Knight of CU-Boulder’s chemistry and biochemistry department reveals, “The prospects of learning how differences in individual human microbial communities can be used as a diagnostic tool in biomedicine is frankly quite exciting. With these new data on babies, we now have a second point in time for comparison”.
This study included nine women aged between 21 and 33 years and 10 newborns. It was conducted at the Puerto Ayacucho Hospital in Amazonas State, Venezuela. Within 24 hours experts sampled the babies by swabbing their mouths and skin, they also collected samples from their upper throats and gastrointestinal tract. They further used a powerful gene sequencing technique to concurrently examine all the bacteria.
Fierer of CU-Boulder’s ecology and evolutionary biology department and also a fellow at CU’s Cooperative Institute for Research in Environmental Sciences elucidates, “In a sense, the skin of newborn infants is like freshly tilled soil that is awaiting seeds for planting in this case bacterial communities. The microbial communities that cluster on newborns essentially act as their first inoculation.”

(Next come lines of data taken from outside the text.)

PR #1560, opened 2026-07-17
feat: better support for 'cargo deb'

Sudrien:
https://github.com/kornelski/cargo-deb is an alternative to `cargo install` that creates deb packages for Debian's apt.

`cargo deb` works without this patch, sans service file, but complains in a few places once installed. This cleans up those complaints.

### DIFF
--- a/Cargo.toml
+++ b/Cargo.toml
@@ -11,6 +11,16 @@ keywords = ["gtk", "bar", "wayland", "wlroots", "gtk-layer-shell"]
 [package.metadata.binstall]
 pkg-url = "{ repo }/releases/download/v{ version }/{ name }-v{ version }-{ target-arch }{ archive-suffix }"
 
+[package.metadata.deb]
+maintainer = "Jake Stanger"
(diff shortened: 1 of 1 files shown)


Cargo.toml
```diff
@@ -209,4 +209,14 @@ schemars = { version = "1.2.1", optional = true, features = ["indexmap2"] }
 clap_complete = {  version = "4.6.5", optional = true }
 
 [build-dependencies]
-vergen-git2 = "9.1.0"
\ No newline at end of file
+vergen-git2 = "9.1.0"
+
+[package.metadata.deb]
```
JakeStanger: Can the section be moved up towards the top of the file please, under the `[package.metadata.binstall]` header?

Sudrien: Done. 

It seems the Web UI is not letting me remove that final newline.

JakeStanger: Newline is fine, it comes and goes

JakeStanger (approved):
lgtm, cheers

She further shares, “it appears that the newborns pick up the bacteria from the mothers on the way out. But in C-sections, the bacterial communities of infants could come from the first person to handle the baby, perhaps the father.”

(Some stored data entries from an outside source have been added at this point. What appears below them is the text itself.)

Issue #1296, opened 2025-12-22
Battery: Power draw in watts


imnotpoz:
**Is your feature request related to a problem? Please describe.**

I'd like to see the power draw in watts when I'm on battery

**Describe the solution you'd like**

Implement power draw in watts in the battery module

**Describe alternatives you've considered**

Using wa*bar (it has that feature)

**Additional context**

https://github.com/Alexays/Waybar/wiki/Module:-Battery
https://github.com/Alexays/Waybar/blob/master/src/modules/battery.cpp (sorry for making you read c++ code)

JakeStanger:
Crate hasn't been updated in 5 years so I don't want to depend on it, but I think this has support for reading power draw and it's Rust so it's probably easier to port: 

https://github.com/svartalf/rust-battery

bill88t:
It's particularly simple diy'ing it. Under `/sys/class/power_supply`, the batteries with current monitoring support, expose the attribute `current_now`.

This value may be negative with some drivers, *cough cough* sbs_battery on ARM systems, but it usually is positive, even for energy loss. The logic cannot be just a blind `// 1000` mA. It has to be evaluated over the presence of attribute `online` of detected power inputs (also under the same sysfs folder), falling back to simple percentage direction monitoring (50% -> 52%, means were charging).
Still, hardly a matter worthy of dependency churn.

I'd do it myself, but I just installed this bloody thing, not even having launched it. It'll have to wait till next year.

Still if you wish to do this, the only last bit of knowledge needed to 100% this is that some HID devices may also show up as batteries and charging sources, which you'll need to exclude from these scans. Carpet-blocking `r"*hid*"` works.
There isn't much to anything else in this needed to implement this.

PR #1568, opened 2026-07-21
feat(battery): implement power draw in watts in the battery module

imnotpoz:
this PR implements the solution asked for and outlined by @imnotpoz in https://github.com/JakeStanger/ironbar/issues/1296

the power draw works but updates pretty slowly (probably dbus (fuck dbus)) but overall it seems fine and usable

also very nice code in this bar of iron I really enjoyed it :-)

### DIFF
--- a/src/modules/battery.rs
+++ b/src/modules/battery.rs
@@ -27,44 +27,63 @@ const MINUTE: i64 = 60;
 #[serde(default)]
 struct ProfileState {
     /// Battery charged percentage.
-    percent: f64,
+    /// Omit to match regardless of battery percentage.
+    percent: Option<f64>,
     /// Whether the battery is currently charging.
     /// Omit to match regardless of charging state.
     charging: Option<bool>,
+    /// Battery power draw in watts.
+    /// Omit to match regardless of battery power draw.
+    power_draw: Option<f64>,
 }
 
 impl Default for ProfileState {
     fn default() -> Self {
         Self {
-            percent: 100.0,
+            percent: None,
             charging: None,
+            power_draw: None,
         }
     }
 }
 
 impl PartialOrd for ProfileState {
     fn partial_cmp(&self, other: &Self) -> Option<Ordering> {
-        if self.percent == other.percent {
-            match (self.charging, other.charging) {
-                (Some(_), Some(_)) | (None, None) => Some(Ordering::Equal),
+        if self.percent != other.percent {
+            return match (self.percent, other.percent) {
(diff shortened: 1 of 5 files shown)


src/modules/battery.rs
JakeStanger, line 73: I have no idea what or how because I couldn't come up with anything better than the existing mess, but I'd love to see a solution for this that does away with the nesting.

JakeStanger (commented):
Code lgtm, although one potential area for improvement if you can think of a way (otherwise don't worry).

Regarding the slowness, is it slow enough to be a concern? There is the potential to read directly from file as in https://github.com/JakeStanger/ironbar/issues/1296#issuecomment-370267465.

Will test at some point in the future and approve if all good.

src/modules/battery.rs
```diff
@@ -31,24 +31,31 @@ struct ProfileState {
     /// Whether the battery is currently charging.
     /// Omit to match regardless of charging state.
     charging: Option<bool>,
+    /// Battery power draw in watts.
+    power_draw: f64,
```
JakeStanger: Can you ensure this is documented on the wiki please?

imnotpoz: repushed, done

JakeStanger: It needs adding [here](https://github.com/imnotpoz/ironbar/blob/de4fc87bdf1c9ecc67878b7c96462a63cdbda87d/docs/modules/Battery.md?plain=1#L23-L26) too please for the profiles system

imnotpoz: okay sorrgy :pleading_face:

src/modules/battery.rs
imnotpoz:
```rust
impl PartialOrd for ProfileState {
    fn partial_cmp(&self, other: &Self) -> Option<Ordering> {
        if self.percent != other.percent {
            return self.percent.partial_cmp(&other.percent);
        }
        if self.power_draw != other.power_draw {
            return self.power_draw.partial_cmp(&other.power_draw);
        }

        match (self.charging, other.charging) {
            (Some(_), Some(_)) | (None, None) => Some(Ordering::Equal),
            (None, Some(_)) => Some(Ordering::Greater),
            (Some(_), None) => Some(Ordering::Less),
        }
    }
}
```

couldn't come up with anything better so far but there's at least no nesting

I don't think it's in any way possible to chain `partial_cmp` calls, like with `PartialEq` implementations

imnotpoz:
repushed with all 3 fields being optional

making this into a draft until the profiles refactor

Experts reveal that this analysis enabled them to capture the first moments of infant bacterial communities. They further say that the challenge now is to complete the entire story by noticing microbial communities among infants, toddlers, children and adults over weeks, months and years in order to observe how they develop and modify.
Knight quotes, “While the cost of gene sequencing is dropping rapidly, new techniques are allowing us to speed up the process at the same time. We can now foresee a time when such genetic sequencing could be used in relatively small biomedical laboratories in developing countries”.
The team’s attempts included separating and amplifying tiny bits of microbial DNA, then forming corresponding DNA strands with a high-powered sequencing machine that permitted them to include hundreds of samples together in a single sequencing runs. This was done to observe diverse families and genera of bacteria.
This study appears in the June 21, 2010 issue of the Proceedings of the National Academy of Sciences.